Excerpts from a dataset
PR #297, opened 2019-11-29
Make WorkType an Enum

alicefuzier:


jamesgorrie:
This is looking promising!

jamesgorrie:
This is looking promising!

project/Dependencies.scala
```diff
@@ -109,7 +109,11 @@ object ExternalDependencies {
     val logstashLogback = "6.1"
     val scribeJava = "6.8.1"
     val apm = "1.11.0"
+    val enumeratumVersion = "1.5.13"
   }
+  val enumeratumDependencies = Seq(
+    "com.beachape" %% "enumeratum" % versions.enumeratumVersion
```
warrd: Looking at the docs for this [here](https://github.com/lloydmeta/enumeratum).. It's not clear to me what this gives on top of using plain old sealed traits and case objects

e.g.

```scala
sealed trait WorkType

object WorkType {
  case object Audio extends WorkType
  case object EBook extends WorkType
  ...
}
```

All of the things it mentions (dependencies, all compile time, performance etc) are just as good (or even better) without this, is there sometime I am missing?

common/internal_model/src/main/scala/uk/ac/wellcome/models/work/internal/WorkType.scala
```diff
@@ -1,5 +1,160 @@
...
+  def fromCode(id: String): Option[WorkType] = {
+    values.find(workType => workType.id == id)
+  }
+
+  sealed trait UnlinkedWorkType extends WorkType
+  sealed trait LinkedWorkType extends WorkType {
+    val linksTo: UnlinkedWorkType
+  }
+
+  case object BooksWorkType extends UnlinkedWorkType {
```
warrd: As this is already within the `WorkType` object (and thus already namespaced), in my opinion it is easier to read if we don't include "WorkType" again in the name. e.g. 

`WorkType.Books` vs `WorkType.BooksWorkType`

project/Dependencies.scala
alicefuzier: It precomputes the possible `values`. So that there doesn't need to be an enumeration of all the objects somewhere to be able to write the `fromCode` function (or at least I don't know how to do that with objects and sealed traits)

warrd: :+1: that makes sense

jamesgorrie: This is a great bit of functionality for JSON deserialising!

common/internal_model/src/main/scala/uk/ac/wellcome/models/work/internal/WorkType.scala
```diff
@@ -1,5 +1,160 @@
...
+      } yield {
+        fromCode(id).getOrElse(throw new Exception(s"Invalid WorkType id: $id"))
+      }
+  }
+
+  def fromCode(id: String): Option[WorkType] = {
+    values.find(workType => workType.id == id)
+  }
+
+  sealed trait Unlinked extends WorkType
```
kenoir: So this is both an Enum _and_ an ADT?

warrd: Just speculating here, but it's likely IMO that the classic concept of an enum was only invented due to lack of ADT support in certain languages, since ADTs give the same functionality but in more type safe manner (i.e. with pattern matching). Worth mentioning that an `enum` [in Rust](https://doc.rust-lang.org/book/ch06-01-defining-an-enum.html) provides pretty much the same thing as `sealed trait` / `case class` in Scala.

PR #298, opened 2019-12-02
METS thumbnail

warrd:
## Issue

https://github.com/wellcometrust/platform/issues/3945

## Description

Parse the thumbnail location from the METS XML.

NOTE: We are using the first item in the physical struct map to extract a thumbnail location. I am not sure that this is the correct thing to do, and it may be more correct to additionally make use of the logical struct map. However it is not clear to me from looking the the METS structure [here](https://github.com/wellcometrust/catalogue/blob/master/pipeline/transformer/transformer_mets/src/test/resources/b30246039.xml) how exactly that would work..

### DIFF
--- a/pipeline/transformer/transformer_mets/src/main/scala/uk/ac/wellcome/platform/transformer/mets/parsers/MetsXmlParser.scala
+++ b/pipeline/transformer/transformer_mets/src/main/scala/uk/ac/wellcome/platform/transformer/mets/parsers/MetsXmlParser.scala
@@ -1,9 +1,10 @@
 package uk.ac.wellcome.platform.transformer.mets.parsers
 
-import uk.ac.wellcome.platform.transformer.mets.transformer.Mets
-
+import scala.collection.immutable.ListMap
 import scala.util.Try
 import scala.xml.{Elem, XML}
+
+import uk.ac.wellcome.platform.transformer.mets.transformer.Mets
 
 object MetsXmlParser {
 
@@ -17,12 +18,11 @@ object MetsXmlParser {
     for {
       id <- recordIdentifier(root)
       maybeAccessCondition <- accessCondition(root)
-      thumbnailUrl <- thumbnailUrl(root)
     } yield
       Mets(
         recordIdentifier = id,
         accessCondition = maybeAccessCondition,
-        thumbnailUrl = thumbnailUrl,
+        thumbnailLocation = thumbnailLocation(root),
       )
   }
 
@@ -51,6 +51,46 @@ object MetsXmlParser {
     }
   }
 
-  private def thumbnailUrl(root: Elem): Either[Exception, Option[String]] =
-    Right(None)
+  private def thumbnailLocation(root: Elem): Option[String] =
+    physicalStructMap(root)
+      .headOption
+      .flatMap { case (_, fileId) =>
+        fileObjects(root).get(fileId)
+      }
+      .map(_.stripPrefix("objects/"))
+
+  private def fileObjects(root: Elem): Map[String, String] =
+    (root \ "fileSec" \ "fileGrp")
+      .toList
+      .filter(_ \@ "USE" == "OBJECTS")
+      .flatMap(_ \ "file")
+      .map { node =>
+        val id = node \@ "ID"
+        val location = (node  \ "FLocat")
+          .toList
+          .headOption
+          .map(_ \@ "{http://www.w3.org/1999/xlink}href")
+        (id, location)
+      }
+      .collect {
+        case (id, Some(location)) if location.nonEmpty => (id, location)
+      }
+      .toMap
+
+  private def physicalStructMap(root: Elem): ListMap[String, String] = {
+    val physicalMappings =
+      (root \ "structMap")
+        .toList
+        .filter(_ \@ "TYPE" == "PHYSICAL")
+        .flatMap(_ \\ "div")
+        .map { node =>
+          val id = node \@ "ID"
+          val fileId = (node \ "fptr").toList.headOption.map(_ \@ "FILEID")
+          (id, fileId)
+        }
+        .collect {
+          case (id, Some(fileId)) if fileId.nonEmpty => (id, fileId)
+        }
+    ListMap(physicalMappings:_*)
+  }
 }
--- a/pipeline/transformer/transformer_mets/src/main/scala/uk/ac/wellcome/platform/transformer/mets/parsers/MetsXmlParser.scala
+++ b/pipeline/transformer/transformer_mets/src/main/scala/uk/ac/wellcome/platform/transformer/mets/parsers/MetsXmlParser.scala
@@ -17,10 +17,12 @@ object MetsXmlParser {
     for {
       id <- recordIdentifier(root)
       maybeAccessCondition <- accessCondition(root)
+      thumbnailUrl <- thumbnailUrl(root)
     } yield
       Mets(
         recordIdentifier = id,
         accessCondition = maybeAccessCondition,
+        thumbnailUrl = thumbnailUrl,
       )
   }
 
@@ -48,4 +50,7 @@ object MetsXmlParser {
           new Exception("Found multiple accessCondtions in METS XML"))
     }
   }
+
+  private def thumbnailUrl(root: Elem): Either[Exception, Option[String]] =
+    Right(None)
 }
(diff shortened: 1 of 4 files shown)


pipeline/transformer/transformer_mets/src/main/scala/uk/ac/wellcome/platform/transformer/mets/parsers/MetsXmlParser.scala
```diff
@@ -48,4 +50,96 @@ object MetsXmlParser {
...
+    (root \ "fileSec" \ "fileGrp")
+      .filterByAttribute("USE", "OBJECTS")
+      .childrenWithTag("file")
+      .toMapping(
+        keyAttrib = "ID",
+        valueNode = "FLocat",
+        valueAttrib = "{http://www.w3.org/1999/xlink}href"
+      )
+
+  /** Valid METS documents should a physicalStructMap section, with the bottom
```
alexwlchan: nit: “should a” is missing a verb.

pipeline/transformer/transformer_mets/src/main/scala/uk/ac/wellcome/platform/transformer/mets/parsers/MetsXmlParser.scala
```diff
@@ -48,4 +50,96 @@ object MetsXmlParser {
...
+    */
+  private def physicalStructMap(root: Elem): ListMap[String, String] =
+    (root \ "structMap")
+      .filterByAttribute("TYPE", "PHYSICAL")
+      .descendentsWithTag("div")
+      .toMapping(
+        keyAttrib = "ID",
+        valueNode = "fptr",
+        valueAttrib = "FILEID"
+      )
```
alexwlchan: It’s not clear to me which of the `mets:ftpr` tags this will retrieve. Do you get:

```scala
Map("PHYS_0001" -> "FILE_0001_OBJECTS", "PHYS_0002" -> "FILE_0002_OBJECTS")
```

or

```scala
Map("PHYS_0001" -> "FILE_0001_ALTO", "PHYS_0002" -> "FILE_0002_ALTO")
```

And does it matter which? What if these attributes appear in a different order?

I had a look at the docs ListMap; it wasn't clear to me what it's getting beyond `Map[String, String]`. What am I missing?

pipeline/transformer/transformer_mets/src/main/scala/uk/ac/wellcome/platform/transformer/mets/parsers/MetsXmlParser.scala
```diff
@@ -21,6 +22,7 @@ object MetsXmlParser {
       Mets(
         recordIdentifier = id,
```
alexwlchan: It’s not entirely in scope for this PR, but could you go back and add these nice comments to `recordIdentifier` and `accessCondition` soon please? :)

pipeline/transformer/transformer_mets/src/main/scala/uk/ac/wellcome/platform/transformer/mets/parsers/MetsXmlParser.scala
```diff
@@ -48,4 +50,96 @@ object MetsXmlParser {
...
+    *      <mets:file ID="FILE_0002_OBJECTS" MIMETYPE="image/jp2">
+    *        <mets:FLocat LOCTYPE="URL" xlink:href="objects/b30246039_0002.jp2" />
+    *      </mets:file>
+    *    </mets:fileGrp>
+    *  </mets:fileSec>
+    *
+    *  We need to look up the physicalStructMap to ascertain what each of these
+    *  files refer to.
+    */
+  private def fileObjects(root: Elem): Map[String, String] =
```
alexwlchan: So I think this would give me a mapping

```scala
Map("FILE_0001_OBJECTS" -> "objects/b30246039_0001.jp2", "FILE_0002_OBJECTS" -> "objects/b30246039_0002.jp2")
```

pipeline/transformer/transformer_mets/src/main/scala/uk/ac/wellcome/platform/transformer/mets/parsers/MetsXmlParser.scala
warrd: `ListMap` is an implementation of `Map` which preserves ordering: relevant as we want to retrieve the first defined item in the `thumbnailLocation` method above.

We get the first `fptr` node (line 135 in the `toMapping` method).

I will add some comments to make things more clear

pipeline/transformer/transformer_mets/src/main/scala/uk/ac/wellcome/platform/transformer/mets/parsers/MetsXmlParser.scala
warrd: Yes correct :+1:

pipeline/transformer/transformer_mets/src/main/scala/uk/ac/wellcome/platform/transformer/mets/parsers/MetsXmlParser.scala
warrd: > And does it matter which? What if these attributes appear in a different order?

Good question. It appears like the first one is what we want, but I don't know that we can guarantee that is always correct. Unfortunately, there doesn't seem to be other information which we can use (the only attribute being the ID). I suppose we could choose the one which exists in the `OBJECTS` map, which seems a bit crazy to me as indicates recipricol relationships between each of these structures, but maybe that is how it is.

[This METS specification](https://www.loc.gov/standards/mets/profiles/00000014.html) says the following:

> Each div element representing a page of the item(s) to be displayed should have one or more child fptr elements. One fptr element should appear for each of the different-sized images in the fileSec, referencing the ID of for the page described in the parent div in the FILEID attribute. Other fptr children may be present; however, METS Navigator will not use these in its display or functionality.

pipeline/transformer/transformer_mets/src/main/scala/uk/ac/wellcome/platform/transformer/mets/transformer/Mets.scala
```diff
@@ -59,4 +62,14 @@ case class Mets(
       ontologyType = "Work",
       value = recordIdentifier)
   }
+
+  private val thumbnailHeight = "200"
+
+  private def thumbnail =
+    thumbnailLocation.map { location =>
+      DigitalLocation(
+        s"https://dlcs.io/iiif-img/wellcome/5/$location/full/,$thumbnailHeight/0/default.jpg",
```
alicefuzier: I thought we said we were going to use the boxed syntax?
ie `https://dlcs.io/iiif-img/wellcome/5/$location/full/!$thumbnailWeight,$thumbnailHeight/0/default.jpg`

pipeline/transformer/transformer_mets/src/test/scala/uk/ac/wellcome/platform/transformer/mets/transformer/MetsTest.scala
```diff
@@ -87,4 +87,19 @@ class MetsTest extends FunSpec with RandomStrings with Matchers {
...
+    val metsData = Mets(
+      recordIdentifier = randomAlphanumeric(10),
+      accessCondition = Some("CC-BY-NC"),
+      thumbnailLocation = Some("location.png")
+    )
+    val result = metsData.toWork(1)
+    result shouldBe a[Right[_, _]]
+    result.right.get.data.thumbnail shouldBe Some(
+      DigitalLocation(
+        s"https://dlcs.io/iiif-img/wellcome/5/location.png/full/,200/0/default.jpg",
```
alicefuzier: Does this test pass now?

warrd: Probably not :see_no_evil:

pipeline/transformer/transformer_mets/src/main/scala/uk/ac/wellcome/platform/transformer/mets/parsers/MetsXmlParser.scala
```diff
@@ -48,4 +50,103 @@ object MetsXmlParser {
...
+    *      <mets:file ID="FILE_0002_OBJECTS" MIMETYPE="image/jp2">
+    *        <mets:FLocat LOCTYPE="URL" xlink:href="objects/b30246039_0002.jp2" />
+    *      </mets:file>
+    *    </mets:fileGrp>
+    *  </mets:fileSec>
+    *
+    *  For this input we would expect the following output:
+    *
+    *  Map("FILE_0001_OBJECTS" -> "objects/b30246039_0001.jp2",
+    *      "FILE_0002_OBJECTS" -> "objects/b30246039_0002.jp2")
```
alexwlchan: 👍 nice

Task objective :: Taking the entries above, write out exactly each line from the one holding "I will add some" to the one holding "warrd: > And", both included, and stop there.

Solution to this task ::
I will add some comments to make things more clear

pipeline/transformer/transformer_mets/src/main/scala/uk/ac/wellcome/platform/transformer/mets/parsers/MetsXmlParser.scala
warrd: Yes correct :+1:

pipeline/transformer/transformer_mets/src/main/scala/uk/ac/wellcome/platform/transformer/mets/parsers/MetsXmlParser.scala
warrd: > And does it matter which? What if these attributes appear in a different order?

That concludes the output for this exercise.